The Court noted that police generally refuse to get involved in policing picket lines, unless there’s violence involved. The Court also noted that most unions realize that violence is not appropriate.

The Court recognized that the dynamics of a strike played a role in crafting an appropriate injunction (at paragraph 40):

… What is on foot is an economic struggle. To permit the employer unfettered access to its property, without any delay, would swing the pendulum too far in one direction. However, to permit delays that are extreme would swing the pendulum too far in the other direction. In my view, while the employer must be permitted access to its property, and to carry on business if it can, it is not entitled to conduct its business with no inconvenience. As noted by Goudge J.A. in Industrial Hardwood, “A robust society can accommodate some inconvenience as a corollary of the right to picket in a labour dispute”. In my view, that reflects the appropriate balance.

The Court refused to accept the argument that a measure of delay in crossing the picket line is a corollary of the constitutional right to convey information through picketing (at paragraph 42):

… freedom of expression does not require anyone to listen. As noted by the late Archie Campbell J. in Trieger at al v. Canadian Broadcasting Corp. et al (1988), 66 O.R. (2d) 273 (H.C.J.), at p. 282, “As to free speech, the right to speak does not necessarily carry with it the right to make someone else listen or the right to make someone else carry one’s own message to the public.” In Canada Post Corp. v. Canadian Union of Postal Workers (CUPW), (1991), 84 D.L.R. (4th) 150 (Ont. Gen. Div.), Montgomery J. quoted with approval the statement of Douglas J. in Lehman v. City of Shaker Heights, 418 U.S. 298 (1974), at p. 307, “While petitioner clearly has a right to express his views to those who wish to listen, he has no right to force his message upon an audience incapable of declining to receive it.”

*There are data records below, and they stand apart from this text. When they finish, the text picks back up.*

PR #2401, opened 2024-10-24
Change future bookings report to use getPersonSummaryInfoResults

muhammad-elabdulla:
This [PR CAS-643](https://dsdmoj.atlassian.net/browse/CAS-643) is to use  getPersonSummaryInfoResults instead of getOffenderSummariesByCrns to get offender details

### DIFF
--- a/src/main/kotlin/uk/gov/justice/digital/hmpps/approvedpremisesapi/service/OffenderService.kt
+++ b/src/main/kotlin/uk/gov/justice/digital/hmpps/approvedpremisesapi/service/OffenderService.kt
@@ -712,8 +712,10 @@ class OffenderService(
   }
 }
 
-fun UserEntity.casLimitedAccessStrategy() = if (this.hasQualification(UserQualification.LAO)) {
+fun UserEntity.cas1LimitedAccessStrategy() = if (this.hasQualification(UserQualification.LAO)) {
   LimitedAccessStrategy.IgnoreLimitedAccess
 } else {
   LimitedAccessStrategy.ReturnRestrictedIfLimitedAccess(this.deliusUsername)
 }
+
+fun UserEntity.cas3LimitedAccessStrategy() = LimitedAccessStrategy.ReturnRestrictedIfLimitedAccess(this.deliusUsername)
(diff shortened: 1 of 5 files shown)


src/main/kotlin/uk/gov/justice/digital/hmpps/approvedpremisesapi/service/OffenderService.kt
```diff
@@ -712,7 +712,7 @@ class OffenderService(
   }
 }
 
-fun UserEntity.cas1LimitedAccessStrategy() = if (this.hasQualification(UserQualification.LAO)) {
+fun UserEntity.casLimitedAccessStrategy() = if (this.hasQualification(UserQualification.LAO)) {
```
davidatkinsuk, line 715: this strategy makes use of the LAO Qualification, which i believe only CAS1 uses. Therefore, i don't think this should be renamed or used by CAS3. Otherwise, we're mixing CASs and it becomes difficult to untangle/reason on in the future.

For CAS3, i believe you should instead be passing through 

`LimitedAccessStrategy.ReturnRestrictedIfLimitedAccess(user.deliusUsername)`

or, you could introduce a new function like the following and use that instead to make the code a bit more readible?

`fun UserEntity.casLimitedAccessStrategy() = LimitedAccessStrategy.ReturnRestrictedIfLimitedAccess(user.deliusUsername)`

davidatkinsuk (approved):
one comment from me, otherwise looks good

src/main/kotlin/uk/gov/justice/digital/hmpps/approvedpremisesapi/service/OffenderService.kt
muhammad-elabdulla: Change the code by create a new function but to be honest the code is a little bit confused and not easy to follow when we get offender details

davidatkinsuk: Any proposals for improvement are welcome. I thought the new function definition was reasonably straight forward (at least compared to all the deprecated ones)

```
  fun getPersonSummaryInfoResults(
    crns: Set<String>,
    limitedAccessStrategy: LimitedAccessStrategy,
  ): List<PersonSummaryInfoResult>
```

However, the Court held that delaying people seeking access to property in a labour dispute can be accommodated through the normal discretion the Court has in formulating an appropriate remedy.

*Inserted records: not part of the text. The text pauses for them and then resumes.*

PR #2403, opened 2024-10-25
APS-1448 - Add Space Booking Day Planner Logic

davidatkinsuk:
This PR adds a SpaceBookingDayPlanner service. Given a list of rooms and space bookings, this will attempt to optimally assign a a space booking to each room, where possible.

Subsequent commits will make use of this planner to plan occupancy over a period of time for a given premise, which will then be used for occupancy calculation

### DIFF
--- a/src/main/kotlin/uk/gov/justice/digital/hmpps/approvedpremisesapi/service/cas1/planning/SpaceBookingDayPlanner.kt
+++ b/src/main/kotlin/uk/gov/justice/digital/hmpps/approvedpremisesapi/service/cas1/planning/SpaceBookingDayPlanner.kt
@@ -1,0 +1,153 @@
+package uk.gov.justice.digital.hmpps.approvedpremisesapi.service.cas1.planning
+
+import org.springframework.stereotype.Service
+
+@Service
+class SpaceBookingDayPlanner {
+  /**
+   * Given a list of available beds and required bookings for a given day, will attempt to optimally
+   * assign bookings to beds to determine a premise's capacity on a given day.
+   *
+   * We do not currently intend to present the 'booking to room', instead we are only using this planning
+   * to determine the number of free spaces after bookings are planned.
+   *
+   * If we were to present 'booking to room' planning, we may wish to discuss further optimisation
+   * with premises e.g. would they want to plan bookings into the fullest multiple occupancy room possible,
+   * Or is the goal to minimise shared rooms? What's more important, minimising characteristic surplus, or
+   * minimising single bookings into room with the least other beds?
+   *
+   * Planning goals:
+   *
+   * <ol>
+   *   <li>Priority is given to bookings with constraints, those with the most constraints being planned first</li>
+   *   <li>Bookings are placed into rooms with the least surplus characteristics</li>
+   *   <li>Single occupancy bookings are never placed in rooms with other bookings</li>
+   *   <li>If there are multiple competing rooms (after above goals are satisfied), single occupancy bookings will
+   *   be placed into rooms with the least beds (ensuring minimum 'wastage' in these scenarios)</li>
+   * </ol>
+   *
+   * @param beds All beds available on the day being planned (i.e. won't include out of service beds or beds inactive according to start/end date)
+   * @param bookings All required bookings. The code assumes that the premise level characteristics have already been met
+   */
+  fun plan(
+    beds: Set<Bed>,
+    bookings: Set<SpaceBooking>,
+  ): DayPlannerResult {
+    val bedLedger = BedLedger(beds)
+    val planned = mutableListOf<DayPlannerPlannedBooking>()
+    val unplanned = mutableListOf<DayPlannerUnplannedBooking>()
+
+    val sortedBookings = bookings.toList()
+      .sortedByDescending { b -> b.requiredCharacteristics.sumOf { c -> c.weighting } }
+      .toMutableList()
+
+    sortedBookings.forEach { booking ->
+      val requiresSingleRoom = booking.requiredCharacteristics.any { it.singleRoom }
+      val characteristicsExcludingSingleRoom = booking.requiredCharacteristics.filter { !it.singleRoom }.toSet()
+
+      when (
+        val findResult = bedLedger.findBed(
+          characteristics = characteristicsExcludingSingleRoom,
+          requiresSingleRoom = requiresSingleRoom,
+        )
+      ) {
+        is FindBedResult.BedsFound -> {
+          findResult.beds.forEach { bed ->
+            planned.add(
+              DayPlannerPlannedBooking(
+                bed = bed,
+                booking = booking,
+              ),
+            )
+            bedLedger.reserve(bed)
+          }
+        }
+
+        is FindBedResult.BedNotFound -> {
+          unplanned.add(
+            DayPlannerUnplannedBooking(
+              booking = booking,
+            ),
+          )
+        }
+      }
+    }
+
+    return DayPlannerResult(
+      planned = planned.toList(),
+      unplanned = unplanned.toSet(),
+    )
+  }
+}
+
+private class BedLedger(initialState: Set<Bed>) {
+  private val allBeds = initialState.sortedBy { it.label }.toMutableList()
+  private val availableBeds = initialState.sortedBy { it.label }.toMutableList()
+  private val reservedBeds = mutableListOf<Bed>()
+  private val bedsByRoom = allBeds.groupBy { it.room }
+
+  fun findBed(
+    characteristics: Set<Characteristic>,
+    requiresSingleRoom: Boolean,
+  ): FindBedResult {
+    val bedsWithRequiredCharacteristics = findBedsWithRequiredCharacteristics(characteristics, requiresSingleRoom)
+    val bedWithLeastSurplusCharacteristics = findBedWithLeastSurplusCharacteristics(bedsWithRequiredCharacteristics, characteristics)
+
+    if (bedWithLeastSurplusCharacteristics == null) {
+      return FindBedResult.BedNotFound
+    }
+
+    return if (requiresSingleRoom) {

In crafting an appropriate injunction, the Court stated that it must be sensitive to the interests of both parties (at paragraph 46):

… This simply means that the employer who seeks access to its property may be required, as a condition of securing the assistance of a court of equity, to live with a certain amount of inconvenience. …

In obiter the Court stated that delay may not be accommodated in every case, for example, where the nature of the employer’s business, and/or the sheer volume of traffic will not accommodate any delay. Also, discretion is unlikely to be exercised in the picketers’ favour if they have not observed an order permitting some delay or if there is violence on the picket line.

The Court strayed far from the issue before it when it opined on secondary picketing (at paragraph 49):

While the matter is not before me, I think there would be less toleration of delay in the case of pure secondary picketing, that is, in a case where the picketed employer has no relationship with the striking trade union, and little relationship with the struck employer. In such a case, I think a strong argument could be made that picketing should remain informational only, without its coercive elements. The rationale for maintaining an appropriate balance, as in the case of a lawful strike, would usually be lacking. Of course, different considerations may apply depending on the relationship between the struck employer and the picketed employer, and the degree of assistance, if any, that is being given to the struck employer by the picketed employer…

The Court concluded with a plea for the negotiation of picketing protocols, to limit the need for intervention of the police and the courts. In addition, when protocols are violated, “it is often appropriate for the Court to simply incorporate the terms of the protocol into an order, without any further analysis”.